*INFORMATION SHOWN:*

Start of Block

PR #28802, opened 2024-01-21
feat(cognito): validate oidc provider name

### LINKED ISSUE #28667: aws-cognito: Add PCRE Regex Validation
### Describe the feature

When creating a userpool using an OICD identity provider, UserPoolIdentityProviderOidc(), The provider name must follow a PCRE convention, which can throw an error in CFN if not matched. CFN displays: /[^_\p{Z}][\p{L}\p{M}\p{S}\p{N}\p{P}][^_\p{Z}]+/ (basically anything, but no spaces, no underscores).
Feature would be to add a type check, or a check during a local build, that shows if the name matches this. 

### Use Case

Saves time, if a name is passed with "_" or " " (In my case _) then you need to wait for rollback, and depending on how much of the other cognito portions were created, may have to manually delete the user pool that was half created after rollback.

### Proposed Solution

Add a Type check, maybe something like 
```
type RegexString<P extends RegExp> = string extends P ? string : string;
const provrule = /[^_\p{Z}][\p{L}\p{M}\p{S}\p{N}\p{P}][^_\p{Z}]+/;
type provname = RegexString<typeof provrule>;

//from cdk /aws-cdk-lib/aws-cognito/lib/user-pool-idps/oidc.d.ts
export interface UserPoolIdentityProviderOidcProps extends UserPoolIdentityProviderProps {
//
// ...
//
     * @default - the unique ID of the construct
     */
    readonly name?: provname;
```
But this doesn't work with PCRE, if I have time later to get something working I will try, but opening this anyways.

### Other Information

_No response_

### Acknowledgements

### CDK version used

2.117.0

Linux / Centos 7, x86_64

msambol:
Closes #28667.

----


packages/@aws-cdk-testing/framework-integ/test/aws-cognito/test/integ.user-pool-idp.oidc.ts
```diff
@@ -14,7 +14,7 @@ const userpool = new UserPool(stack, 'pool', {
 
 new UserPoolIdentityProviderOidc(stack, 'cdk', {
   userPool: userpool,
-  name: 'cdk',
+  name: 'my-provider',
```
msambol, line 17: I think the pattern is right, but `cdk` is no longer working. Perhaps this is a new check from CloudFormation?

packages/aws-cdk-lib/aws-cognito/lib/user-pool-idps/oidc.ts
```diff
@@ -140,6 +136,9 @@ export class UserPoolIdentityProviderOidc extends UserPoolIdentityProviderBase {
       if (!Token.isUnresolved(name) && (name.length < 3 || name.length > 32)) {
         throw new Error(`Expected provider name to be between 3 and 32 characters, received ${name} (${name.length} characters)`);
       }
+      if (!name.match(/[^_\p{Z}][\p{L}\p{M}\p{S}\p{N}\p{P}][^_\p{Z}]+/)) {
```
kylelaker, line 139: Because this regex is long and uses less-common character classes, what do you think about linking to the docs that reference the pattern?

```suggestion
      // https://docs.aws.amazon.com/AWSCloudFormation/latest/UserGuide/aws-resource-cognito-userpoolidentityprovider.html#cfn-cognito-userpoolidentityprovider-providername
      if (!name.match(/[^_\p{Z}][\p{L}\p{M}\p{S}\p{N}\p{P}][^_\p{Z}]+/)) {
```

kylelaker (approved):
Thanks! I do think I've seen a few recent validation additions get marked as `feat` instead of `chore`; not sure whether that applies here.

packages/aws-cdk-lib/aws-cognito/lib/user-pool-idps/oidc.ts
msambol: good shout 👍🏼

msambol:
Exemption Request: I only added validation, I don't believe a README update is needed.

IkeNefcy:
Does this function check work? From what I'm reading PCRE is not natural in js/ts. The string CFN uses to check is in PCRE but .match() uses ECMAScript right? I think the string would need to be translated to this regex dialect first for this to work.

kylelaker:
> Does this function check work? From what I'm reading PCRE is not natural in js/ts. The string CFN uses to check is in PCRE but .match() uses ECMAScript right? I think the string would need to be translated to this regex dialect first for this to work.

Good catch! I believe that per [the specification](https://tc39.es/ecma262/multipage/text-processing.html#sec-regexp-regular-expression-objects) the correct thing to do here to enable the `u` flag on the regex for unicode support. In this situation, both sites you linked to (regex101 with the JS engine selected and regexr) show a proper parsing of the regex.

packages/aws-cdk-lib/aws-cognito/lib/user-pool-idps/oidc.ts
kylelaker:
```suggestion
      if (!name.match(/^[^_\p{Z}][\p{L}\p{M}\p{S}\p{N}\p{P}][^_\p{Z}]+$/u)) {
```

This will ensure the full string matches and that unicode mode is enabled.

packages/aws-cdk-lib/aws-cognito/lib/user-pool-idps/oidc.ts
```diff
@@ -140,6 +136,10 @@ export class UserPoolIdentityProviderOidc extends UserPoolIdentityProviderBase {
       if (!Token.isUnresolved(name) && (name.length < 3 || name.length > 32)) {
         throw new Error(`Expected provider name to be between 3 and 32 characters, received ${name} (${name.length} characters)`);
       }
+      // https://docs.aws.amazon.com/AWSCloudFormation/latest/UserGuide/aws-resource-cognito-userpoolidentityprovider.html#cfn-cognito-userpoolidentityprovider-providername
+      if (!name.match(/[^_\p{Z}][\p{L}\p{M}\p{S}\p{N}\p{P}][^_\p{Z}]+/)) {
```
kylelaker, line 140:
```suggestion
      if (!name.match(/^[^_\p{Z}][\p{L}\p{M}\p{S}\p{N}\p{P}][^_\p{Z}]+$/u)) {
```

This will ensure the full string matches and that unicode mode is enabled.

msambol:
@kylelaker / @IkeNefcy I updated the pattern with the `u`. Thanks!

packages/@aws-cdk-testing/framework-integ/test/aws-cognito/test/integ.user-pool-idp.oidc.ts
GavinZZ: This is a bit concerning, is this caused by the regex change?

kylelaker: Have you tried `cdk` since the regex has been fixed? According to regex101, `cdk` should match.

Trying running the integration test again using the original name. 

If it works with the original name then great! We can keep the name `cdk` and simplify this PR.

If it fails with the original name, then determine if the failure is in CloudFormation or thrown by the CDK. If thrown by the CDK, see if running the same test from the `main` branch succeeds or fails in CloudFormation.

IkeNefcy: Agreed, this was run before the update with the PCRE regex, cdh would not have worked before since it was checking for literal characters, p, Z etc, so if it didn't start with p/Z/_ it wouldn't have worked. But with the fix the start of the string should be saying that the first character cannot be a space or underscore.

msambol: My bad, y'all. I ran it again but I had forgotten to build. We should be good now.

packages/@aws-cdk-testing/framework-integ/test/aws-cognito/test/integ.user-pool-idp.oidc.js.snapshot/integ-user-pool-idp-google.template.json
```diff
@@ -34,9 +34,6 @@
   "poolclient2623294C": {
    "Type": "AWS::Cognito::UserPoolClient",
    "Properties": {
-    "UserPoolId": {
```
GavinZZ, line 37: looks like just order change in this integ test snapshot. We could probably remove this change to make the PR clearer.

msambol: @GavinZZ It is a little messier but it caught an error with the regex. I'd prefer to leave it in for peace of mind. 🙂

GavinZZ: Maybe I missed something, but I don't see any integ test changed only snapshots changed. What error are you referring to here?

msambol: See convo here: https://github.com/aws/aws-cdk/pull/28802#discussion_r1461173898.

GavinZZ: I'm not following, was that change in provider name a mistaken? I don't see any integration test file (not snapshot) change now.

msambol: I'll delete the snap changes. I just wanted validation the stack still deployed with the change.

GavinZZ:
We've had some issue with CodeBuild which is why the CI is not passing. We're actively working on a fix, sorry for any inconvenience.

GavinZZ:
@Mergify update

GavinZZ (approved):
LGTM, thanks for contributing!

End of Block

Among the entries above, the line containing "### Acknowledgements", the line containing "msambol, line 17: I", and all lines between them are to be restated word for word; nothing else belongs in the reply.

### Acknowledgements

### CDK version used

2.117.0

Linux / Centos 7, x86_64

msambol:
Closes #28667.

----


packages/@aws-cdk-testing/framework-integ/test/aws-cognito/test/integ.user-pool-idp.oidc.ts
```diff
@@ -14,7 +14,7 @@ const userpool = new UserPool(stack, 'pool', {
 
 new UserPoolIdentityProviderOidc(stack, 'cdk', {
   userPool: userpool,
-  name: 'cdk',
+  name: 'my-provider',
```
msambol, line 17: I think the pattern is right, but `cdk` is no longer working. Perhaps this is a new check from CloudFormation?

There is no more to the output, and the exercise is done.